You are a helpful assistant. Answer questions clearly and concisely.

Tokens

Tokens are the building blocks of text that the LLM processes. A token might be a word, a part of a word, or even just punctuation.

Example:

The sentence "Chatbots are cool." is broken into 4 tokens: Chatbots | are | cool | .

Tokens are important because they determine the cost and the processing complexity of an LLM's response.


Max Token Limit

The max token limit is the maximum number of tokens the LLM can handle in a single interaction, including both the input (prompt) and output (response).

Example:

If the max token limit is 4096 tokens: - A long prompt with 2000 tokens leaves 2096 tokens available for the response.

Understanding the token limit helps you create effective prompts without truncating responses.

For reasoning models, note that the model's internal thinking tokens count toward your max output token budget. If you set effort to high or max on a complex task and set the max output low, the model may run out of room before it produces a visible answer. If you see truncated or empty responses from a high-effort run, raise the max output token limit.


Model Lifecycle and Deprecation

AI providers regularly update their model offerings, which means models available on Open Chat Studio may occasionally be deprecated or removed over time.

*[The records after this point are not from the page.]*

Issue #16368, opened 2023-02-15
[MU4 Issue] Textline regression: end text cannot be edited


bakajikara:
**Describe the bug**
Most of the textlines do not have a field to edit the end text in the properties. This was present in MuseScore 3.

**To Reproduce**
1. Create a textline
2. Select the line and see the properties panel
3. Text tab does not contain end text field

**Expected behavior**
The end text of the text line should be editable as in MuseScore 3.

**Platform information**
 - OS: Windows 11

Issue #14928, opened 2022-12-04
[MU4 Issue] Unable to suppress Continue Text for pedal lines


Phil-TA:
**Describe the bug**
Musescore 4 provides features for adding and removing text to and from lines (both at the beginning of a line, and at the continuation point where a line continues through a system break).  However, these features are not available for pedal lines.

**To Reproduce**
1. Create a new, blank score.
2. Arrange two systems of a few bars each.
3. In the last bar of the first system, add a Pedal line.
4. Extend the pedal line to continue into the first bar of the second system. The system now adds "(Ped)" continuation text to the line.
5. Select the Pedal line and open the Properties panel.

**Expected behavior**
The Properties panel should have a "Text" section providing access to features which would allow the selected pedal line's continuation text to be changed or removed if required.

**Actual behavior**
The Properties panel has no "Text" features available for editing text associated with the Pedal line. The continuation "(Ped)" text cannot therefore be removed.

**Screenshots**
N/A

**Platform information**
OS: Windows 10 Version 2009, Arch.: x86_64, MuseScore version (64-bit): 4.0.0-223330401, revision: github-musescore-musescore-3277328

**Additional context**
Perhaps this feature been intentionally removed from MuseScore 4?

oktophonie:
Pedal lines should have the same text settings as, for example, cresc/dim or gradual tempo changes:
![image](https://user-images.githubusercontent.com/20604032/206124521-de79e48b-59a3-4a05-a14c-e0e568b61262.png)
This enables not only suppressing the continuation but also other styles of pedal indication, such as just the 'P' symbol, or 'Ped' in normal text, etc. (The 'Show pedal symbol' checkbox will likely then become redundant.)

PR #16369, opened 2023-02-15
Textline properties: reintroduce missing text edit field

bakajikara:
Resolves: #14928 
Resolves: #16368 

I'm new to both the MuseScore code and QML, so please let me know if I'm doing something wrong!


bkunda:
I've had a look at this, and the solutions do now make the text settings more consistent with other text line objects, so this gets a tick from me!

Only thing is that, instead of the **reset** button for 'Beginning text', Text when continuing to a new system', and 'End text', we usually adopt the "three dots" menu icon with these options:

Screenshot 2023-02-21 at 3 13 02 pm

I don't see any reason why this wouldn't also apply to pedal lines:

Screenshot 2023-02-21 at 3 10 07 pm

Other than that, I think this is a good fix. Thank you!

bakajikara:
This is because there is no default setting for pedal line text style, which has not existed since before MuseScore 3.
This is probably intentional, since it is common to use pedal lines with different text in a single score.

bkunda:
@bakajikara I've just made a quick video to demonstrate the problems I'm having with this reset button (one purely visual, the other functional):

https://user-images.githubusercontent.com/86290556/225903336-55fea8ea-a5e8-4cab-988a-0921a33bdf55.mov

I should add that, if it's somehow not possible to save a default pedal style (I can't imagine why this wouldn't be possible, but that's what I gleaned from your message above), then we can just disable the context menu option "Save as default style for this score". 

But ideally, the "reset" button for pedal marks should just return the syntax that triggers the correct symbol (in just the same way that resetting any other text object returns the default text). 

Hope that makes sense!

RobFog:
A rebase is also needed.

bakajikara:
In my last commit, I added a pedal text style. This solves the visual and functional problems described above.

However, there is a problem with this:
Previously, MuseScore had no style setting for pedal text, and the default value for pedal text was an empty string.
So when loading a previous score, the empty strings of the pedal lines are replaced by the default pedal symbol string of the current style.
I am working on solving this problem but do not know how to do it. Can someone please help me?

cbjeukendrup:
@bakajikara I think there are two solutions:
1. (easy) Make the default value for the new style setting an empty string. Then we still provide the ability to change that default style as requested, but for the rest nothing changes. 
2. (more complicated) Handle this while reading older files. This requires us to update the file format number (which we need to do anyway for 4.1), so that you can detect when a file is older than the new number, and when that is the case you set text to an empty string unless something else is explicitly specified. However, since this requires the file format to be updated, which we haven't done yet, this is maybe not directly actionable for you.

bakajikara:
Thank you very much. I decided to use solution 1 for now. (But ideally I think we should use solution 2.)

@bkunda
I have solved the visual problem you mentioned. The functional problem will be solved by changing the default styles sometime before version 4.1 is released.

cbjeukendrup:
@bakajikara A rebase is needed.

cbjeukendrup:
@RomanPudashkin Could you please review it?

RomanPudashkin (approved):

RomanPudashkin:
@bakajikara could you please rebase it again? I'll merge it after that. Thanks!

RomanPudashkin:
@bakajikara could you please also open the same PR but for the 4.1 branch? Thanks!

bakajikara:
@RomanPudashkin Done!

RomanPudashkin:
@bakajikara please fix the failed unit test

RomanPudashkin:
@bakajikara the build errors are fixed here:
https://github.com/musescore/MuseScore/pull/18409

  • Deprecation: If a model you are using is deprecated, you will receive an in-app notification recommending that you switch to a replacement model. Your chatbots and pipelines continue to work during this period, but you should update your configuration at your earliest convenience.
  • Removal: If a model is fully removed from the platform, Open Chat Studio automatically removes all references in your chatbots and pipelines. Where there is a clear replacement model, Open Chat Studio will migrate usages of the old model to the recommended replacement model. You will receive an in-app notification confirming that the removal or migration has taken place.

No manual action is required when a model is removed — the platform handles the transition for you.